Dwain Walden

I find it amazing as well as amusing the many new inventions that come to us via infomercials on late night/wee hours television. One of the latest has to do with that long-time challenge of slicing tomatoes. Prior to our first television, I never knew there was an issue with slicing tomatoes. Similarly, I didn’t know there were so many emergencies to deal with until I bought my first cell phone.

Last night I was introduced to a little device into which one places a tomato. It has concentric rings that cover the tomato into which you place a knife blade. The sole purpose is to allow you to slice a tomato with the resulting slices being exactly the same thickness. I’m surprised that we tomato lovers have been able to get by so long without it. 

Actually, I’m being facetious. I’ve never heard a discussion at the dinner table about the precise slicing of tomatoes. At our house, we’ve never compared tomato slices as I can recall. We have discussed their tartness and juiciness though. And we complain about the price of them in the off season.

 I’m not saying people won’t buy and use this thing, but the ultimate question is, what does an equally sliced tomato mean to a sandwich? It’s kind of like asking, what is time to a hog?

Prior to this invention, some of these same marketers were selling really sharp knives that would allow you to get more slices from a single tomato. Ultimately, because of the thinness, you would put two slices of tomato on your hamburger instead of one thicker one. In my opinion, there is no net accomplishment.

But the catch was, you could also use this same knife to saw galvanized pipe into.

 Well, on those days when I crawled under the house to fix plumbing, I never used a kitchen knife, especially one that I would later use to slice tomatoes for my lunch. I typically used a hacksaw. It just always seemed to work. And I’ve never sliced a tomato with a hacksaw.

I’m assuming that you could take this particular knife and the aforementioned equal thickness tomato slicer and apply it to galvanized pipe. Just slip the pipe into the concentric rings holder and saw away. In just a few minutes you could make a sack full of galvanized wedding bands.

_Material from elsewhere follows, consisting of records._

PR #140, opened 2022-08-03
Referral Rewards

kelvinlau20100:


src/client.ts
```diff
@@ -788,6 +794,36 @@ export class Client {
...
+    let tx = new Transaction().add(
+      await instructions.claimReferralsRewardsIx(
+        referralAccountAddress,
+        this._usdcAccountAddress,
+        this.publicKey
+      )
+    );
+    return await utils.processTransaction(this._provider, tx);
+  }
+
```
kelvinlau20100, line 826: could leave as is or combine into a single function

src/exchange.ts
```diff
@@ -251,7 +259,10 @@ export class Exchange {
     this._isSetup = true;
   }
 
-  public async initializeZetaState(params: instructions.StateParams) {
+  public async initializeZetaState(
+    params: instructions.StateParams,
+    referralAdmin: PublicKey
```
kelvinlau20100, line 264: could include this as part of StateParams but i feel like it's slightly different

filipzeta (approved):
chee hoo

PR #141, opened 2022-08-08
Clock polling boolean

filipzeta:
We have seen a few instances where prolonged RPC issues lead to a webserver outage. One problem that I've found is that we poll multiple accounts on a timer (`DEFAULT_EXCHANGE_POLL_INTERVAL`), but if one of them does not succeed then another timer interval is begun on top of that. For example:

I doubt sales of this tomato slicing gadget will take off like Lindberg. Even though slightly more functional, I’m guessing it will be about as popular as Teflon- coated paperweights guaranteed to last a lifetime.

I’ve learned through the years that the key to successful marketing of new products is not whether a device is actually needed but whether you can convince someone that he needs it.  It’s about reality versus perception. My assessment is that I can get along just fine without  an equal-size tomato slicer. On the other hand, I think God set aside a special day for the invention of the trolling motor.

 If you have a problem with this analogy of reality versus perception, then just think of the contrast between what a legislator is really doing and what he is giving the appearance of doing. Unless you are comatose, you should get the picture.